▸ YOUR ASSIGNMENT:
Say, as a bare number, how many lines of the listing contain "more".

▸ DATA EXCERPTS:
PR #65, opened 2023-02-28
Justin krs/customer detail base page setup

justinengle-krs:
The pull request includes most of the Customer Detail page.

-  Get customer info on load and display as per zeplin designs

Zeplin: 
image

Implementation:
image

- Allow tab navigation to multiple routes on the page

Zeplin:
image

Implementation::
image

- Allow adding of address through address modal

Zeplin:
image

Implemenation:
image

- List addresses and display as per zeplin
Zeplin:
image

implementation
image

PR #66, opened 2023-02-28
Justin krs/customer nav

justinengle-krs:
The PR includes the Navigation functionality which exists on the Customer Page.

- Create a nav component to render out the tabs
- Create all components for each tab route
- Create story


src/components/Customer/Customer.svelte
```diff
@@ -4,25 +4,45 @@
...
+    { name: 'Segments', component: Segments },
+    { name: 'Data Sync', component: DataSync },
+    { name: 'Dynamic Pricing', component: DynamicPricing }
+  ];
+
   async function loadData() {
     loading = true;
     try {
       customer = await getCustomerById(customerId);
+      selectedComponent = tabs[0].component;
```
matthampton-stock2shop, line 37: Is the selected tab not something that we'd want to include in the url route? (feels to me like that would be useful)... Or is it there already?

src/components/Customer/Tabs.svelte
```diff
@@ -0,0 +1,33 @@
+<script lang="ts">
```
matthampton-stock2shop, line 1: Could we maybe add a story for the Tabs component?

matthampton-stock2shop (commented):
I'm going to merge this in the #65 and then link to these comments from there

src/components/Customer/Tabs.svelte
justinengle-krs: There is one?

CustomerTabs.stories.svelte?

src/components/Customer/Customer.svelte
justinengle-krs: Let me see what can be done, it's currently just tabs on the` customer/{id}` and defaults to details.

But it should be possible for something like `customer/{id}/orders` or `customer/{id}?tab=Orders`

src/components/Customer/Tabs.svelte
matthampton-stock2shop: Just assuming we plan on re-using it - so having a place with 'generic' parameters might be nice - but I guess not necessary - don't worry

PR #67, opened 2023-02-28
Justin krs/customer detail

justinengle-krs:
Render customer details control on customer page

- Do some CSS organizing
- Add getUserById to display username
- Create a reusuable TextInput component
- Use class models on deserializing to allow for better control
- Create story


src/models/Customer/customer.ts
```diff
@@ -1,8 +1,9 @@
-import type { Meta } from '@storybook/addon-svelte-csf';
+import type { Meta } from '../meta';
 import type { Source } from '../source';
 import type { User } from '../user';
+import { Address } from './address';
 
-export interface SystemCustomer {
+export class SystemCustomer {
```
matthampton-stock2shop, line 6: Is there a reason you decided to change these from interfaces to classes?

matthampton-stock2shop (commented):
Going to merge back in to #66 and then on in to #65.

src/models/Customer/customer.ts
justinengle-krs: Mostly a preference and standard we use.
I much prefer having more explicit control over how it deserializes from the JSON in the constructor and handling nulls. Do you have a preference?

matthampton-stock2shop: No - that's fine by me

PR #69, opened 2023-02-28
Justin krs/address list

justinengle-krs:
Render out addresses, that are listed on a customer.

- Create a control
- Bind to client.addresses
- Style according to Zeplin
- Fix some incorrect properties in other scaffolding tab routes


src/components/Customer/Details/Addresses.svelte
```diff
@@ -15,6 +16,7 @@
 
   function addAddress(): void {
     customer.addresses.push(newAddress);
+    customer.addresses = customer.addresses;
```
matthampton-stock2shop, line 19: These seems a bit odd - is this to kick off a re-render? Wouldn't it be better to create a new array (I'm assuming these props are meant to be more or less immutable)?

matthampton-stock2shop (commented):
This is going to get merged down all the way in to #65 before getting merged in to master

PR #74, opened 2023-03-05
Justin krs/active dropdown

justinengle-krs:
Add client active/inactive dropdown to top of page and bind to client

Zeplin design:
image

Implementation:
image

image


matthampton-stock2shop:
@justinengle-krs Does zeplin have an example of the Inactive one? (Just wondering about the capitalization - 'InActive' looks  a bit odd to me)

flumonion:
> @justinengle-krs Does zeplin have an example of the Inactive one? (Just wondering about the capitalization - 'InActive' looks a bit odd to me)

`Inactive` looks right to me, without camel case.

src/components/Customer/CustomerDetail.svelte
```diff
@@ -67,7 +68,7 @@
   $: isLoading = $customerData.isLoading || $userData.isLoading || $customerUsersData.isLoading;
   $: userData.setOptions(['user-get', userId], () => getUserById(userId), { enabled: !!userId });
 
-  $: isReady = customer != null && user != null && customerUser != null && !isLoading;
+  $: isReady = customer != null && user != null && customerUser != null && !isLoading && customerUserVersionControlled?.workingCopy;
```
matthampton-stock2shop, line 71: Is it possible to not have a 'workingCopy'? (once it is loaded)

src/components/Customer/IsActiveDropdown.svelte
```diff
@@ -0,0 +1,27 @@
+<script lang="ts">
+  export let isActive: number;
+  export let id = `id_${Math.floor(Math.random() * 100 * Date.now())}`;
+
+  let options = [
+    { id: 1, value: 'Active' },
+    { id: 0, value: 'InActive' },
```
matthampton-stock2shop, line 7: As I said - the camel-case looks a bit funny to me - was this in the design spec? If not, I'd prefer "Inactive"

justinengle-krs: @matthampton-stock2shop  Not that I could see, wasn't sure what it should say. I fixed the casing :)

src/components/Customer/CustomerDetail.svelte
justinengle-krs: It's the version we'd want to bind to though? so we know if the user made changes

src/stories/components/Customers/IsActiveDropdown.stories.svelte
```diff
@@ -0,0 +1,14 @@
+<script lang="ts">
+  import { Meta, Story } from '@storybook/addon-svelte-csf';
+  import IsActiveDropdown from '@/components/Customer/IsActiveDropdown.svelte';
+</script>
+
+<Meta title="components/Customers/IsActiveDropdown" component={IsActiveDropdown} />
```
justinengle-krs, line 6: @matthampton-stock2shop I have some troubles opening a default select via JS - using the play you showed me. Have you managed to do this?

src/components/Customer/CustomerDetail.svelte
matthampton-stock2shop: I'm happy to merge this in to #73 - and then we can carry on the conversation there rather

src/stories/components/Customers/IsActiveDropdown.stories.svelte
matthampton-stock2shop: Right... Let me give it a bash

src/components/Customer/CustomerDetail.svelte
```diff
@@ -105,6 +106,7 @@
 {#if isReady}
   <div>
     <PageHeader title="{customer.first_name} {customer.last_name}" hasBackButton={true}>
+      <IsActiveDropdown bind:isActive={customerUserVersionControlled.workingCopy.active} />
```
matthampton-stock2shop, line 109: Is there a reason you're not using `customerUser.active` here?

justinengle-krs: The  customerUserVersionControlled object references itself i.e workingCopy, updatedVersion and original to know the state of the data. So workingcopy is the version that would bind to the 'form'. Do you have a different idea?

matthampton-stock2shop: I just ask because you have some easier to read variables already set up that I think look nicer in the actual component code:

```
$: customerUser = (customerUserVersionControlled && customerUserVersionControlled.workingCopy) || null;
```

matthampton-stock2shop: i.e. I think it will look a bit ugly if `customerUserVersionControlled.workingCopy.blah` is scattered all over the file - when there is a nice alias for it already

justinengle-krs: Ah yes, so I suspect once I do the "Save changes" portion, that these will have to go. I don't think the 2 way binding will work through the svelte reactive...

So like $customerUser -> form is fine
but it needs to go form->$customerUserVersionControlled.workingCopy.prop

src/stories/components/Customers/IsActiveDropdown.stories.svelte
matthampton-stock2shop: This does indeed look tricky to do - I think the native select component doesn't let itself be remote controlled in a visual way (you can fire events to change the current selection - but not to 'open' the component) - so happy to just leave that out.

▸ EXERCISE OUTPUT:
2